Hace trece o catorce o algunos años más, Virginia Cosin abrió un blog —era la época de los blogs— donde contaba su vida: una exposición pública de la intimidad con la intención de que las palabras se convirtieran en el salvoconducto para anular el dolor. Cosin narraba su separación, las discusiones con el ex, la perplejidad que le provocaba ver crecer a su hijita, pero también el insomnio, los libros, las películas, la sensación permanente de falta.
El blog se llamaba Partida de nacimiento; nombre que jugaba con la polisemia de ser tanto la prueba que le permitía entrar al mundo de los escritores como la de ser una mujer quebrada, rota desde el origen. Tiempo después, por sugerencia del editor y periodista Diego Erlan, el blog se convirtió en libro: Cosin retrabajó cada entrada, ordenó, cortó, editó y el resultado fue una novela fragmentada que salió Entropía, una editorial que, aún con un catálogo reducido, ya tenía un prestigio bien ganado.
“Virginia Cosin”, dijo Martín Kohan el día de la presentación —en 2012—, “registra esa modulación tan exacta, intensa en su simplicidad, de sosiego y desasosiego, tan propia de los dolientes cuando saben que el dolor es acaso necesario, y en cualquier caso inevitable”.

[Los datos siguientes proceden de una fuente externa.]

PR #949, opened 2026-02-06
feat: support capture stderr when 'Worker exited unexpectedly' error

9aoy:
## Summary

Captures related stderr output from child processes so that it can be attached to "Worker exited unexpectedly" errors.

image

## Checklist


packages/core/src/pool/stderrCapture.ts
fi3ework, line 1: this looks too complex 🤔

9aoy: tinypool pipes the child process stderr directly to the parent process, so we need some extra handling here. 😢

PR #1074, opened 2026-03-19
perf(core): cache TraceMap and parsed sourcemaps, use Set for coverage file lookup

fi3ework:
## Summary

Add caching layers in the sourcemap resolution and error stack parsing paths
to eliminate redundant work when the same file is referenced by multiple
stack frames or errors within a single test run.

Not on the hot path today, but they are zero-cost correctness improvements:
- Function-scoped Map, created and discarded each call — no stale state, no watch-mode risk
- Eliminates redundant new TraceMap() (VLQ decode) and JSON.parse() when multiple stack frames reference the same file
- The effect is visible when a run produces many failures pointing to the same source files (e.g., a broken import causing 100+ test failures)
- Even when the savings are small, caching a pure lookup is the idiomatic pattern — it makes the intent clear and prevents future regressions if this path becomes hotter

Changes:

1. **Cache `TraceMap` per file** in both `parseErrorStacktrace` implementations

El dolor necesario e inevitable es central en su segunda novela, Pasaje al acto, que salió en 2019, también por Entropía. Otra vez, el título juega con —y más aún: exige— múltiples lecturas, pero refiere sobre todo al concepto lacaniano que marca el comienzo de un brote psicótico. En esta novela, Cosin cuenta la internación de la protagonista en una clínica psiquiátrica tras haberse querido ahogar. Pasaje al acto es el diario descarnado de una mujer que no puede sostener la presión que le impone el mandato del éxito. Una mujer seductora que se mueve en un exclusivo círculo intelectual y que, sin embargo —o justamente por eso—, se siente un objeto. Si bien este libro y el anterior buscan jugar con el solapamiento entre narradora y autora, que el suicidio sea autobiográfico o no, carece de sentido. Las novelas de Cosin son algo más que literatura del yo: la primera es una plataforma de despegue, pero el verdadero protagonista es el lenguaje y sus límites.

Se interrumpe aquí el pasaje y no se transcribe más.